## SOURCE INFORMATION
== Segment start ==

Issue #461, opened 2024-06-27
Fetch eon key publisher address from keyper set contract


jannikluhn:
To publish the eon key, the keypers use the eon key publisher contract. Each keyper set uses their own instance. The address is taken from a config file. This means that whenever we add a new keyper set, keypers who remain in the set have to update their config which is inconvenient.

To improve on this, the keyper should fetch the eon key publisher contract from the keyper set contract using the [getPublisher](https://github.com/shutter-network/shop-contracts/blob/9504b6278cefa1ef8a19208ec60ae5cf0e556460/src/KeyperSet.sol#L37-L39) function. The keyper set address in turn can be fetched from the keyper set manager.

fredo:
In addition to that we currently configure the EonKeyBroadcast contract which is not needed anymore since we publish the key via the EonKeyPublisher.

PR #478, opened 2024-07-02
Fix eon key publishing

### LINKED ISSUE #460: Eon key publishing error
Keypers fail to publish eon keys with the following error:

```
failed to check if eon key should be published error="no rows in result set" key=8a5d479286d9b0acec04c257ea670325f53214d9d8e940682b3dc94c5b4a1f5f0bc5bec62b52a345bf7088c6bb92df4008f46b86d72cd2baeb8548cf2ae56a610f7e1a42ceb2f868eeff75a9c2a0df1762d8085f57446532e398820b1e4a658e keyper-set-index=1
```

This is likely because of this line: https://github.com/shutter-network/rolling-shutter/blob/5fcb8af2fb870d7f9ecb3fa078048ec25676fdd8/rolling-shutter/eonkeypublisher/eonkeypublisher.go#L86

We use the key's keyper internal eon index instead of the keyper set index to get the corresponding keyper set from the db. If eon and keyper set index don't match, they get the wrong or in practice more likely no keyper set at all.

To fix this, we should query by keyper set index which is also part of the `EonPublicKey` event.

jannikluhn:
Closes #460 and #461

### DIFF
--- a/rolling-shutter/keyperimpl/gnosis/config.go
+++ b/rolling-shutter/keyperimpl/gnosis/config.go
@@ -166,7 +166,6 @@ func (c *GnosisConfig) TOMLWriteHeader(_ io.Writer) (int, error) {
 type GnosisContractsConfig struct {
 	KeyperSetManager     common.Address `shconfig:",required"`
 	KeyBroadcastContract common.Address `shconfig:",required"`
-	EonKeyPublish        common.Address `shconfig:",required"`
 	Sequencer            common.Address `shconfig:",required"`
 	ValidatorRegistry    common.Address `shconfig:",required"`
 }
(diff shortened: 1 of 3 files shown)


rolling-shutter/keyperimpl/gnosis/config.go
```diff
@@ -175,7 +174,6 @@ func NewGnosisContractsConfig() *GnosisContractsConfig {
 	return &GnosisContractsConfig{
 		KeyperSetManager:     common.Address{},
 		KeyBroadcastContract: common.Address{},
```
fredo, line 176: Do we need the `KeyBroadcastContract` still?

fredo (approved):
looks good to me

PR #481, opened 2024-07-02
Add pre-release key generation hack

jannikluhn:
This should be reverted some time next week.


fredo (approved):
I added the revert to the task list

PR #483, opened 2024-07-04
Add access node

jannikluhn:
This adds a new node type to the gnosis keyper network. It is a passive participant in the decryption keys gossip network. It is intended to be a peer for nodes that are unable of discovering peers dynamically to offload load from the keypers.

### DIFF
--- a/rolling-shutter/gnosisaccessnode/decryptionkeyshandler.go
+++ b/rolling-shutter/gnosisaccessnode/decryptionkeyshandler.go
@@ -10,7 +10,6 @@ import (
 
 	"github.com/shutter-network/shutter/shlib/shcrypto"
 
-	obskeyperdatabase "github.com/shutter-network/rolling-shutter/rolling-shutter/chainobserver/db/keyper"
 	"github.com/shutter-network/rolling-shutter/rolling-shutter/keyperimpl/gnosis"
 	"github.com/shutter-network/rolling-shutter/rolling-shutter/p2pmsg"
 )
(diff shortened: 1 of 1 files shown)


rolling-shutter/gnosisaccessnode/decryptionkeyshandler.go
```diff
@@ -0,0 +1,83 @@
...
+	pubsub "github.com/libp2p/go-libp2p-pubsub"
+	"github.com/pkg/errors"
+
+	"github.com/shutter-network/rolling-shutter/rolling-shutter/p2pmsg"
+)
+
+const (
+	// TODO: pull these from keyper set manager
+	n         = 7
+	threshold = 5
```
fredo: threshold is 4

rolling-shutter/gnosisaccessnode/decryptionkeyshandler.go
```diff
@@ -39,25 +44,49 @@ func (handler *DecryptionKeysHandler) ValidateMessage(_ context.Context, msg p2p
...
 			handler.config.MaxNumKeysPerMessage,
 		)
 	}
+
+	eonKey, ok := handler.storage.GetEonKey(keys.Eon)
+	if !ok {
+		return pubsub.ValidationReject, errors.Errorf("no eon key found for eon %d", keys.Eon)
+	}
+
+	for i, k := range keys.Keys {
```
fredo, line 71: We should not forget to also apply optimizations here at one point, or ideally remove code redundancies.

fredo (approved):
looks good left some comments

PR #1453, opened 2024-04-23
Improve modified_at field in invocation status

### LINKED ISSUE #1447: Check updates to `modified_at` are correct

slinkydeveloper:
Fix #1447. Now we update timestamps when:

* transitioning from inboxed to in-flight
* transitioning from in-flight to completed
* adding response sinks
* setting the deployment id

### DIFF
--- a/crates/storage-api/src/invocation_status_table/mod.rs
+++ b/crates/storage-api/src/invocation_status_table/mod.rs
@@ -239,11 +239,6 @@ impl InboxedInvocation {
             idempotency: service_invocation.idempotency,
         }
     }
-
-    pub fn append_response_sink(&mut self, new_sink: ServiceInvocationResponseSink) {
-        self.response_sinks.insert(new_sink);
-        self.timestamps.update();
-    }
 }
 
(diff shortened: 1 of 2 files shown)


crates/storage-api/src/invocation_status_table/mod.rs
```diff
@@ -242,6 +242,7 @@ impl InboxedInvocation {
 
     pub fn append_response_sink(&mut self, new_sink: ServiceInvocationResponseSink) {
         self.response_sinks.insert(new_sink);
+        self.timestamps.update();
     }
```
tillrohrmann, line 246: Is this method used somewhere? Couldn't find any usages. Maybe better to delete if this is the case.

tillrohrmann (approved):
LGTM. +1 for merging.

crates/storage-api/src/invocation_status_table/mod.rs
slinkydeveloper: Removed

== Segment end ==

## WHAT THIS TASK INVOLVES
Show every line of the data in which the word "storage" appears.

## EXPECTED ANSWER
+	eonKey, ok := handler.storage.GetEonKey(keys.Eon)
--- a/crates/storage-api/src/invocation_status_table/mod.rs
+++ b/crates/storage-api/src/invocation_status_table/mod.rs
crates/storage-api/src/invocation_status_table/mod.rs
crates/storage-api/src/invocation_status_table/mod.rs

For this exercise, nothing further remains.